## The task
Copy out, exactly and with nothing else, the stretch of lines that starts at the line containing "robertknight: I have" and finishes at the end of the data.

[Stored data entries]
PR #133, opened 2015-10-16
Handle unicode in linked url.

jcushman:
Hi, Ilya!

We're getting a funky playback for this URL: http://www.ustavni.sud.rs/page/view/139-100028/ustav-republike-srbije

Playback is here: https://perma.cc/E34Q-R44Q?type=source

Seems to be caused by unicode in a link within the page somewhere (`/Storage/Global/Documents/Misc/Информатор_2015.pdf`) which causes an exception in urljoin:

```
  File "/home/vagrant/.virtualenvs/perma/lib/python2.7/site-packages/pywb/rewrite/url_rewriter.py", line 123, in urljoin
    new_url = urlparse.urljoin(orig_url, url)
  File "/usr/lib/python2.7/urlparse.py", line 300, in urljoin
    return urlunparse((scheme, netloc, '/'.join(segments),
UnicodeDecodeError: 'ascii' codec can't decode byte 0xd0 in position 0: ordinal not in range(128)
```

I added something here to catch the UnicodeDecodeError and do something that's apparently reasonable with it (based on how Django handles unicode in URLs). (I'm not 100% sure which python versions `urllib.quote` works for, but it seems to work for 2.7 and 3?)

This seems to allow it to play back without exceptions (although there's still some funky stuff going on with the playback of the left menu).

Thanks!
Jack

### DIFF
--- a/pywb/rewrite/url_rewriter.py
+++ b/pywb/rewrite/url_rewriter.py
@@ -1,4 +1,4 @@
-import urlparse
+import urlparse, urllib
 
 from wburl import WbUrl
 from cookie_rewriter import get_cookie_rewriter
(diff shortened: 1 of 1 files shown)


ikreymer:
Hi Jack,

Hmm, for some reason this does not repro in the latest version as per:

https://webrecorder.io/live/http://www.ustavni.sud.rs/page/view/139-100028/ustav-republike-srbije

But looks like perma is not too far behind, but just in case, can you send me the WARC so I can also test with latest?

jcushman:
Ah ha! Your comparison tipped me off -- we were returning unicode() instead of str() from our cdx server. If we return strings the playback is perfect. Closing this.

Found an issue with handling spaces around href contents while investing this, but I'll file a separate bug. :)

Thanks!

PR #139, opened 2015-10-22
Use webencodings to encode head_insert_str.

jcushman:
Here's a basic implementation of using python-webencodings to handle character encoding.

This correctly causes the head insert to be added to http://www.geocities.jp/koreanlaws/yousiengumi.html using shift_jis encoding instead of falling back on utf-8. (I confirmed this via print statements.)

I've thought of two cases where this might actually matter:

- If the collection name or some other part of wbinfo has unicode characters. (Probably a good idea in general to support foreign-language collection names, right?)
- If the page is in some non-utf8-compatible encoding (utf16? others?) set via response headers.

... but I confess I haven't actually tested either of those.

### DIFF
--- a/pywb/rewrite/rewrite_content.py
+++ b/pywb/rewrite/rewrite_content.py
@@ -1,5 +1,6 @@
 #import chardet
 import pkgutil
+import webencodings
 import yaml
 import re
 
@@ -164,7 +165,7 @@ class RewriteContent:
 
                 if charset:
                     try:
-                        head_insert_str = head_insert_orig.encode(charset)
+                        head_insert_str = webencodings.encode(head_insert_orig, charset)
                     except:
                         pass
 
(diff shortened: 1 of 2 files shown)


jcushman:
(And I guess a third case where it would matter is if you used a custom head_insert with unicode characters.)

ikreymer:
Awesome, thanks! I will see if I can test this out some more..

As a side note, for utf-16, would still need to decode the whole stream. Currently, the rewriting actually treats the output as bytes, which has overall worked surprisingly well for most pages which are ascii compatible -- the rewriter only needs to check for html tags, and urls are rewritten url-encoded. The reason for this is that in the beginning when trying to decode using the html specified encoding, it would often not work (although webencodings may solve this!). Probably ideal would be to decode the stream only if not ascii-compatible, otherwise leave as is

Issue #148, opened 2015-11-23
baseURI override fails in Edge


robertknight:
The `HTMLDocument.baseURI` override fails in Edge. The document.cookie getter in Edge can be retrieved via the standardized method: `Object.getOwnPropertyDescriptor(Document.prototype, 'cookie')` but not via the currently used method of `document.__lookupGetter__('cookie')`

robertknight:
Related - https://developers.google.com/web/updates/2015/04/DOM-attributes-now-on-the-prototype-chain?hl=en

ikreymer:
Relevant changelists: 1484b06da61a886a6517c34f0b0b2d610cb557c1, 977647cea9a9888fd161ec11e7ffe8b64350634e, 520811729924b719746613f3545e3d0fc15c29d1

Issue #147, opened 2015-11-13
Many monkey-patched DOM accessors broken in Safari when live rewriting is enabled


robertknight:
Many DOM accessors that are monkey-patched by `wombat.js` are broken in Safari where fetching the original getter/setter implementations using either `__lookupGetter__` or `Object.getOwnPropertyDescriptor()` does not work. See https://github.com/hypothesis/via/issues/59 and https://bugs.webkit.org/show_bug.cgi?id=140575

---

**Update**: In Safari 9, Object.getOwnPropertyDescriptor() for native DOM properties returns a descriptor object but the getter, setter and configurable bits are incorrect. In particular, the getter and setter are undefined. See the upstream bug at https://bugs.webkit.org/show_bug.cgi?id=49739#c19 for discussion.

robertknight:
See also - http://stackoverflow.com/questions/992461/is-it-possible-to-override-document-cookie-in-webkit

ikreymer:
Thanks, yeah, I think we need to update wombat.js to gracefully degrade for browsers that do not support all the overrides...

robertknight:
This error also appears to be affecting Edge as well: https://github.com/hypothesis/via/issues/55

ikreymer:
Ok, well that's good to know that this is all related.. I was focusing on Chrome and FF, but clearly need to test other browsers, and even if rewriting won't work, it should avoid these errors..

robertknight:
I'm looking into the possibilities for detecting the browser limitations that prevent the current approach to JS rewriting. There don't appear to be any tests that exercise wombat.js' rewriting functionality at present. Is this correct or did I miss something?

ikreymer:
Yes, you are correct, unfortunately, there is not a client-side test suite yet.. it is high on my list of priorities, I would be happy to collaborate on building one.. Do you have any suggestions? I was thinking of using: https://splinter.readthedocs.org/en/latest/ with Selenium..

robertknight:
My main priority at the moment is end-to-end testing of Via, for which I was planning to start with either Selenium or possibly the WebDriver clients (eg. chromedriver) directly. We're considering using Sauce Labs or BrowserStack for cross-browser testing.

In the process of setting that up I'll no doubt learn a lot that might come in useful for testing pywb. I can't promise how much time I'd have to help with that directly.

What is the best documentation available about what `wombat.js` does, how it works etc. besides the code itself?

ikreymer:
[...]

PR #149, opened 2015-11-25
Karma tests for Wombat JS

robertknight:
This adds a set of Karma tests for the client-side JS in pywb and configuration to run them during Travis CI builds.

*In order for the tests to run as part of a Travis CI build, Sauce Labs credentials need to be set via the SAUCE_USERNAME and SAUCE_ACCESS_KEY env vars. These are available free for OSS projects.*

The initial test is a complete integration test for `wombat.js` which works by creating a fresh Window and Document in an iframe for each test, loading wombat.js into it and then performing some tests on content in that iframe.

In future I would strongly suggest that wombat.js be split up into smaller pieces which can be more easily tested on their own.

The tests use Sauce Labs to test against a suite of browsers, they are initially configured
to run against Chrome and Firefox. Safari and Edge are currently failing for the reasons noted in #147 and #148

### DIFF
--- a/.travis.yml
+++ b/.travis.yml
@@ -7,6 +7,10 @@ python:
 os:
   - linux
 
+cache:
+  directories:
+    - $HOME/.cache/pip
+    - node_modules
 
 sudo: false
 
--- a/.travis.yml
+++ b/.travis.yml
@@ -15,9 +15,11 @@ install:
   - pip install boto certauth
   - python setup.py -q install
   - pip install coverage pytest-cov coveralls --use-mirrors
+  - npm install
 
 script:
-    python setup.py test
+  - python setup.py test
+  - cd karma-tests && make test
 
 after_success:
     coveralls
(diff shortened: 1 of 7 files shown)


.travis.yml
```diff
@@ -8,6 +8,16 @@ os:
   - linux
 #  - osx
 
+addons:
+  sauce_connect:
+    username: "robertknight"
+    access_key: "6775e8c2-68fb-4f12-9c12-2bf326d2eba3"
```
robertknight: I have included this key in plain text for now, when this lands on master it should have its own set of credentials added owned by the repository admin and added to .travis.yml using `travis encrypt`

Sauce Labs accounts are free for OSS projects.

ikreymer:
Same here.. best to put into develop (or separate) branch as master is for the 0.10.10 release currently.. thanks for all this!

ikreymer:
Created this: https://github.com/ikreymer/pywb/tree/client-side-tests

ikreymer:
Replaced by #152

## Final answer
robertknight: I have included this key in plain text for now, when this lands on master it should have its own set of credentials added owned by the repository admin and added to .travis.yml using `travis encrypt`

Sauce Labs accounts are free for OSS projects.

ikreymer:
Same here.. best to put into develop (or separate) branch as master is for the 0.10.10 release currently.. thanks for all this!

ikreymer:
Created this: https://github.com/ikreymer/pywb/tree/client-side-tests

ikreymer:
Replaced by #152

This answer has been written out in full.